▶ _Task description_: Replicate the data exactly, every line included.

▶ _Entries supplied_:
PR #54, opened 2020-09-09
Update vignette

r-ash:
This PR updates the vignette with info on
* Using modes
* Using `pre_load` and `post_load`
* Also reorganises vignette a bit and makes the automatic load more prominent

### DIFF
--- a/vignettes/dettl.Rmd
+++ b/vignettes/dettl.Rmd
@@ -31,9 +31,11 @@ ETL is a pattern for general copying of data from one or more sources to another
 
 **Load** - Step is responsible for loading the transformed data into the destination database. A set of post-load tests can be defined which will be run after the data is loaded into the database. If any of the tests fail the DB update will roll back, otherwise changes are committed.
 
-## File structure
+## Repository setup
 
-To define an import a directory structure as follows is required
+Dettl requires a config at the top level of a repository called `dettl_config.yml` which describes database connection information. Individual imports are then organised in separate subdirectories and must contain a config file `dettl.yml` which contains information relating to the import mode, files to be sourced and tests to be run. These subdirectories will be created automatically by using `dettl_new`.
+
+A typical repository might look like
 
 ```
 project_directory
@@ -45,9 +47,9 @@ project_directory
 |── dettl_config.yml
 ```
 
-Configuration files are required at 2 levels
+## dettl_config.yml
 
-* `dettl_config.yml` - Configuration at the project level used to configure DB connection information for any database which you wish to import to for each import subdirectory. Note that you must specify the `log_table` for each database. This is the table which import runs will be logged to.
+This needs to be setup manually and contains configuration at the project level used to configure DB connection information for any database which you wish to import to. Note that you must specify a `log_table` where run information is written after each import. See below for an example setup.
 
 ```yaml
 db:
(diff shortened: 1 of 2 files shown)


vignettes/dettl.Rmd
```diff
@@ -167,7 +132,9 @@ The extracted data can be inspected to ensure it looks as expected.
...
+### Transform
+
+Open the created `R/transform.R` file. Again you need to implement the templated `transform` function. Similarly to the extract stage this can delegate to other R functions if any files used are added to the `sources` block in the config. Similarly you should write some tests for the transformed data. Important to note is the form of the returned data should be as a named list of data frames. Where each list item represents a table from the database with name matching the name in the DB schema. And each column in the data frame should match an existing column in the database. After the transform step is run the user specified tests will be run automatically, in addition to these we test that the returned data conforms to the DB schema and fail if it does not do so. For example for our simple people example our transform code could be something like
```
weshinsley: In the middle - "Where each list" should be part of the previous sentence, not a new sentence...

vignettes/dettl.Rmd
```diff
@@ -199,7 +166,37 @@ The transformed data can be inspected to ensure it looks as expected.
...
+jobs <- data.frame(c(1, 2),
+                   c("researcher", "developer"),
+                   stringsAsFactors = FALSE)
+colnames(jobs) <- c("person", "job")
+knitr::kable(people, caption = "people")
+knitr::kable(jobs, caption = "jobs")
+```
+
+where `id` is the primary key of table `people` which is used as a foreign key for the `person` column of table `jobs`. To support linking between these tables in the transformed data use temporary unique ids to associate the new rows of data with each other. The tables themselves may already have entries with these primary keys used so when the automatic load is run the primary keys are updated when a new record is added. If you want to link to an existing entry in the database by its primary id then use that exact id as the field value.
+
```
weshinsley, line 198: Do you need to be specific here on what "temporary unique ids" to use? Negative numbers? Or just numbers that don't already exist as keys?

vignettes/dettl.Rmd
```diff
@@ -358,37 +355,66 @@ This will rollback any changes which have been made to the database before the c
...
+```
+mode: create
+```
+
+Create mode imports will skip some of the checks append imports do e.g. checks that the transformed data matches tables in the DB schema. The automatic load can still be used and will create each of the tables in the transformed data. Note that create and appending to tables cannot be mixed within an import.
+
+### I want to write a custom load
+
+Dettl allows writing a custom load if the automatic load does not achieve desired effect. You might want to use a custom load if you want to run an `UPDATE` query on the database. To do this update the `dettl.yml` for the report to use a user defined load
```
weshinsley: achieve *the* desired effect (perhaps?)

vignettes/dettl.Rmd
```diff
@@ -358,37 +355,66 @@ This will rollback any changes which have been made to the database before the c
...
-colnames(people) <- c("id", "name", "age", "height")
-jobs <- data.frame(c(1, 2),
-                   c("researcher", "developer"),
-                   stringsAsFactors = FALSE)
-colnames(jobs) <- c("person", "job")
-knitr::kable(people, caption = "people")
-knitr::kable(jobs, caption = "jobs")
+Note that the containing file must be in the list of sources for the import.
+Expect that this stage is only really a set of update queries to be run on the database implemented in R.
+
```
weshinsley, line 391: It might be good to say that if you use a custom load, then be careful not to specify numerical ids where the database would normally do that with a serial. Either leave the ids out and let the database do that itself, or if you require those ids in another place, then use an sql query with "RETURNING id" to fetch back the assigned serials. The key point is that doing a non-automatic custom load means dettl won't automatically fix your keys for you.... (and if you get this wrong like I did, you break the database!)

weshinsley (commented):
A few comments!

weshinsley (approved):
As this is a documentation one, I'll approve and let you go ahead and merge when happy!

▶ _Completed task_:
PR #54, opened 2020-09-09
Update vignette

r-ash:
This PR updates the vignette with info on
* Using modes
* Using `pre_load` and `post_load`
* Also reorganises vignette a bit and makes the automatic load more prominent

### DIFF
--- a/vignettes/dettl.Rmd
+++ b/vignettes/dettl.Rmd
@@ -31,9 +31,11 @@ ETL is a pattern for general copying of data from one or more sources to another
 
 **Load** - Step is responsible for loading the transformed data into the destination database. A set of post-load tests can be defined which will be run after the data is loaded into the database. If any of the tests fail the DB update will roll back, otherwise changes are committed.
 
-## File structure
+## Repository setup
 
-To define an import a directory structure as follows is required
+Dettl requires a config at the top level of a repository called `dettl_config.yml` which describes database connection information. Individual imports are then organised in separate subdirectories and must contain a config file `dettl.yml` which contains information relating to the import mode, files to be sourced and tests to be run. These subdirectories will be created automatically by using `dettl_new`.
+
+A typical repository might look like
 
 ```
 project_directory
@@ -45,9 +47,9 @@ project_directory
 |── dettl_config.yml
 ```
 
-Configuration files are required at 2 levels
+## dettl_config.yml
 
-* `dettl_config.yml` - Configuration at the project level used to configure DB connection information for any database which you wish to import to for each import subdirectory. Note that you must specify the `log_table` for each database. This is the table which import runs will be logged to.
+This needs to be setup manually and contains configuration at the project level used to configure DB connection information for any database which you wish to import to. Note that you must specify a `log_table` where run information is written after each import. See below for an example setup.
 
 ```yaml
 db:
(diff shortened: 1 of 2 files shown)


vignettes/dettl.Rmd
```diff
@@ -167,7 +132,9 @@ The extracted data can be inspected to ensure it looks as expected.
...
+### Transform
+
+Open the created `R/transform.R` file. Again you need to implement the templated `transform` function. Similarly to the extract stage this can delegate to other R functions if any files used are added to the `sources` block in the config. Similarly you should write some tests for the transformed data. Important to note is the form of the returned data should be as a named list of data frames. Where each list item represents a table from the database with name matching the name in the DB schema. And each column in the data frame should match an existing column in the database. After the transform step is run the user specified tests will be run automatically, in addition to these we test that the returned data conforms to the DB schema and fail if it does not do so. For example for our simple people example our transform code could be something like
```
weshinsley: In the middle - "Where each list" should be part of the previous sentence, not a new sentence...

vignettes/dettl.Rmd
```diff
@@ -199,7 +166,37 @@ The transformed data can be inspected to ensure it looks as expected.
...
+jobs <- data.frame(c(1, 2),
+                   c("researcher", "developer"),
+                   stringsAsFactors = FALSE)
+colnames(jobs) <- c("person", "job")
+knitr::kable(people, caption = "people")
+knitr::kable(jobs, caption = "jobs")
+```
+
+where `id` is the primary key of table `people` which is used as a foreign key for the `person` column of table `jobs`. To support linking between these tables in the transformed data use temporary unique ids to associate the new rows of data with each other. The tables themselves may already have entries with these primary keys used so when the automatic load is run the primary keys are updated when a new record is added. If you want to link to an existing entry in the database by its primary id then use that exact id as the field value.
+
```
weshinsley, line 198: Do you need to be specific here on what "temporary unique ids" to use? Negative numbers? Or just numbers that don't already exist as keys?

vignettes/dettl.Rmd
```diff
@@ -358,37 +355,66 @@ This will rollback any changes which have been made to the database before the c
...
+```
+mode: create
+```
+
+Create mode imports will skip some of the checks append imports do e.g. checks that the transformed data matches tables in the DB schema. The automatic load can still be used and will create each of the tables in the transformed data. Note that create and appending to tables cannot be mixed within an import.
+
+### I want to write a custom load
+
+Dettl allows writing a custom load if the automatic load does not achieve desired effect. You might want to use a custom load if you want to run an `UPDATE` query on the database. To do this update the `dettl.yml` for the report to use a user defined load
```
weshinsley: achieve *the* desired effect (perhaps?)

vignettes/dettl.Rmd
```diff
@@ -358,37 +355,66 @@ This will rollback any changes which have been made to the database before the c
...
-colnames(people) <- c("id", "name", "age", "height")
-jobs <- data.frame(c(1, 2),
-                   c("researcher", "developer"),
-                   stringsAsFactors = FALSE)
-colnames(jobs) <- c("person", "job")
-knitr::kable(people, caption = "people")
-knitr::kable(jobs, caption = "jobs")
+Note that the containing file must be in the list of sources for the import.
+Expect that this stage is only really a set of update queries to be run on the database implemented in R.
+
```
weshinsley, line 391: It might be good to say that if you use a custom load, then be careful not to specify numerical ids where the database would normally do that with a serial. Either leave the ids out and let the database do that itself, or if you require those ids in another place, then use an sql query with "RETURNING id" to fetch back the assigned serials. The key point is that doing a non-automatic custom load means dettl won't automatically fix your keys for you.... (and if you get this wrong like I did, you break the database!)

weshinsley (commented):
A few comments!

weshinsley (approved):
As this is a documentation one, I'll approve and let you go ahead and merge when happy!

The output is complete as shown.